Boolean algebra - sum of products form

Question

I have a logic circuit where the output can be represented with the following boolean expression

(1)$\overline {xy}$ + x $\bar y z$ + $\overline {\bar x + z} $ + y

Using truth tables I found the complete sum of products form as:

(2)$xyz + xy \bar z + x \bar y z + x \bar y \bar z + \bar xyz + \bar x y \bar z + \bar x\bar yz + \bar x\bar y\bar z$

However, I would like to be able to find the sum of products form by using boolean identities to rearrange (1) above. I am unable to see how we can get from (1) to (2) though. Maybe it is the case that (2) can be reduced further?? Please could someone advise on this

Thanks

Answer 1

As far as I understand it correctly and $+$ means "or"; $\cdot$ means "and"; $\bar{x}$ means negation, it can surely be reduced. Btw, there is a mistake, because $(1)$ is not true if $x\bar y\bar z=1$, i.e., $(x,y,z)=(1,0,0)$, whereas $(2)$ obviously contains all $8$ cases and is therefore always true.

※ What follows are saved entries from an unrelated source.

PR #2003, opened 2023-10-21
Include pending submissions as well when displaying the bottom loi cards

### LINKED ISSUE #1998: Submission count not updated on card after submitting data
Card still says "No submissions". @shobhitagarwal1612 PTAL?

shobhitagarwal1612:
Fixes #1998

When the device is offline, then the loi entity in the table doesn't get updated. Therefore, the submission count in the bottom loi cards doesn't include the pending submissions when offline.

@gino-m  PTAL?


gino-m (approved):
LGTM!

PR #2008, opened 2023-10-22
Change default map type to terrain

### LINKED ISSUE #1989: Set Terrain as default map instead of Satellite
This helps make it clear for where offline imagery has been downloaded w/o the user switching map types

shobhitagarwal1612:
Fixes #1989

@gino-m  PTAL?


gino-m (approved):
🗺️

PR #2010, opened 2023-10-24
Allow Android app to use local emulator for development

gino-m:
This introduces two new variants `dev` and `local` to run against live dev Firebase and local FIrebase emulators, respectively. New debug build targets: `devDebug` and `localDebug`. Note that the latter currently only works from Android emulator. 

Created to facilitate creation of test data for debugging https://github.com/google/ground-platform/issues/1250.

@shobhitagarwal1612 PTAL?

@os-micmec FYI


ground/src/main/java/com/google/android/ground/repository/UserRepository.kt
```diff
@@ -54,7 +55,9 @@ constructor(
       Timber.d("Skipped refreshing user profile as device is offline.")
       return
     }
-    remoteDataStore.refreshUserProfile()
+    if (!USE_EMULATORS) {
+      remoteDataStore.refreshUserProfile()
+    }
```
shobhitagarwal1612, line 60: Instead of exposing USE_EMULATORS to the repositories, can we instead create a custom annotation (something like `@IsAnonymousSession`), provide it in the authentication module and use it here and everywhere else?

ground/src/main/java/com/google/android/ground/system/auth/GoogleAuthenticationManager.kt
```diff
@@ -91,11 +98,24 @@ constructor(
 
   override fun signIn() {
     signInState.onNext(SignInState.signingIn())
+    if (USE_EMULATORS) {
```
shobhitagarwal1612, line 101: Same as above

ground/src/main/java/com/google/android/ground/system/auth/GoogleAuthenticationManager.kt
```diff
@@ -105,7 +125,15 @@ constructor(
...
   }
 
-  private suspend fun getFirebaseAuth() = withContext(ioDispatcher) { FirebaseAuth.getInstance() }
+  private suspend fun getFirebaseAuth() =
+    withContext(ioDispatcher) {
+      val auth = FirebaseAuth.getInstance()
+      if (USE_EMULATORS) {
+        // Use the auth emulator so we can sign-in anonymously during dev.
+        auth.useEmulator(EMULATOR_HOST, AUTH_EMULATOR_PORT)
+      }
```
shobhitagarwal1612, line 134: Can we move this to the module instead?

ground/src/main/java/com/google/android/ground/system/auth/GoogleAuthenticationManager.kt
```diff
@@ -135,7 +163,8 @@ constructor(
   private fun getFirebaseAuthCredential(googleAccount: GoogleSignInAccount): AuthCredential =
     GoogleAuthProvider.getCredential(googleAccount.idToken, null)
 
-  private suspend fun getFirebaseUser(): User? = getFirebaseAuth().currentUser?.toUser()
+  private suspend fun getFirebaseUser(): User? =
+    if (USE_EMULATORS) anonymousUser else getFirebaseAuth().currentUser?.toUser()
```
shobhitagarwal1612, line 167: Same as above

shobhitagarwal1612 (changes requested):

ground/src/main/java/com/google/android/ground/repository/UserRepository.kt
gino-m: How would the annotation be used? Is there a reason not to reference the global BuildConfig in repositories? Testability?

shobhitagarwal1612: The main intention behind the suggestion is to enhance readability. Right now some logic around what to do is hidden behind this boolean. The repositories shouldn't care whether the app is running in an emulator or not. All it cares about is whether the session is anonymous or not. 

Then we can add some test coverage around it easily as well.

gino-m: Still not clear how the annotation helps, since they are static bindings, while user sessions are transient. In this case, perhaps just checking whether the current user is anonymous here is sufficient?

ground/src/main/java/com/google/android/ground/system/auth/GoogleAuthenticationManager.kt
gino-m: Unless we expose this as a Provider, it would require us to call getInstance() earlier, during DI initialization, rather than on demand. I can try.

gino-m:
Hi @shobhitagarwal1612 I moved build variant logic into modules and refactored the test auth manager into its own class. PTAL?

shobhitagarwal1612 (approved):
LGTM!

PR #2172, opened 2024-01-10
MediaUploadWorker: Filter on PhotoResponse.

scolsen:
- Make `path` in PhotoResponse public so that we can use it directly when uploading media.
- Filter submission deltas by response value instead of task type.
- Minor stylistic tweaks in trailing lambdas.

@gino-m PTAL

Note that at this point we already show media upload statuses in the sync history fragment (though it may happen fast enough that one really only sees the "COMPLETED" state reported). If we want to report on the status of photos separately from their associated mutations, there's quite a bit more work to do.


gino-m (approved):
Nice cleanup and steps towards media sync status!

gino-m:
@scolsen Gentle ping, this is approved but some checks are failing.

gino-m:
@scolsen Gentle ping. Could you please fix checks so we can merge this?

Also, is this a pure code health fix, or does it change user-visible behavior? When you can please link to an open issue for posterity.

scolsen:

PR #2175, opened 2024-01-11
Don't reset viewport when resuming from data collection flow

### LINKED ISSUE #1892: Reuse viewport across map views
In hindsight, the map bouncing from one viewport to another has a jarring effect and bucks expectation

### LINKED ISSUE #2163: [Map] Viewport not maintained after "drop a pin" task
After a "drop a pin" task (and likely other geometry tasks?) and submitting data, the viewport reverts to its original position. The last viewport in the geometry tasks should be maintained.

@shobhitagarwal1612 PTAL?

### LINKED ISSUE #2173: [Map] Viewport reset to fully zoomed out after data collection flow
After collecting data for an existing LOI, viewport is reset to fully zoomed out. @shobhitagarwal1612 PTAL?

shobhitagarwal1612:
Fixes #2173
Fixes #1892
Fixes #2163

We were only persisting the current camera position to shared prefs only for home screen. This PR extends this for all map based screens (data collection tasks, offline area screen, home screen)

Verified by moving the map within a task and navigating back to the home screen and confirming that the viewport is not reset.

@gino-m  PTAL?

### DIFF
--- a/ground/src/main/java/com/google/android/ground/ui/common/BaseMapViewModel.kt
+++ b/ground/src/main/java/com/google/android/ground/ui/common/BaseMapViewModel.kt
@@ -252,6 +252,7 @@ constructor(
     Timber.d("Camera moved : ${newCameraPosition.target}")
     lastCameraPosition = currentCameraPosition.value
     currentCameraPosition.value = newCameraPosition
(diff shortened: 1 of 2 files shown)


gino-m (approved):
Smooth fix! Lgtm!

PR #2184, opened 2024-01-13
[WORK IN PROGRESS] Add shared multiplatform lib module

gino-m:
Towards #2049


shared/build.gradle.kts
```diff
@@ -0,0 +1,51 @@
...
+ * Unless required by applicable law or agreed to in writing, software
+ * distributed under the License is distributed on an "AS IS" BASIS,
+ * WITHOUT WARRANTIES OR CONDITIONS OF ANY KIND, either express or implied.
+ * See the License for the specific language governing permissions and
+ * limitations under the License.
+ */
+
+plugins {
+  kotlin("multiplatform")
+  id("com.android.library")
```
jamesward, line 19: You might want to try the `com.android.kotlin.multiplatform.library` plugin as it works better in this use case.  Below the `androidTarget` becomes `androidLibrary` and the config in the top-level `android` moves into the `androidLibrary` config.  Unfortunately not a lot of docs on that approach yet as it is quite new.

gino-m: Thanks @jamesward, sorry just saw this now. I'll apply that chance when we get back to this.

gino-m:

PR #2193, opened 2024-01-19
Add dummy config for local emu

### LINKED ISSUE #2191: [DevX] `localDebug` variant not buildable on fresh git clone
..due to missing `google-services.json`. Ideally this file wouldn't be required to test against local emulator.

gino-m:
Fixes #2191

### DIFF
--- a/.gitignore
+++ b/.gitignore
@@ -1,7 +1,8 @@
 .*
+**/google-services.json
+!ground/src/debug/local/google-services.json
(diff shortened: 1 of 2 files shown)


gino-m:
A google-services.json file is required, even when using local Firebase emulator. I created and deleted the project used to generate this test file.

shobhitagarwal1612 (approved):

Issue #1675, opened 2023-05-10
[Code health] Coverage for classes annotated with @AndroidEntryPoint is 0%


shobhitagarwal1612:
Context: 
* https://github.com/google/dagger/issues/1982
* https://b.corp.google.com/issues/161300933?pli=1

shobhitagarwal1612:
Workaround : https://github.com/google/dagger/issues/1982#issuecomment-710964631

PR #2197, opened 2024-01-20
Remove reference to hilt generated classes

shobhitagarwal1612:
This was added to fix jacoco test coverage issue where all classes with `@AndroidEntryPoint` annotation were reporting 0% coverage. It appears that the underlying issue has been resolved.

Context: https://github.com/google/ground-android/issues/1675

@gino-m  PTAL?


gino-m (approved):
Brilliant! Glad we don't need the old extends syntax anymore.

A general method to reduce such expressions is to "redistribute" by the following equivalent operations:

• $1=B+1=B+\bar B$ (maximality of $1$ and the tautology $B$ or $B$ negation);
• $A=AB+A\bar B$ for any $A,B$ (distributive law);
• $\overline{A+B}=\bar A\bar B$ and $A+B=\overline{\bar A\bar B}$ (de Morgan's laws).
• $\bar{\bar A}=A$ (negation is involution).

Using these we reduce $(1)$ to $\overline{x\bar y \bar z}$. There're surely algorithms for this (I don't know them), but it is similar to simplification of any formula, it takes some practice.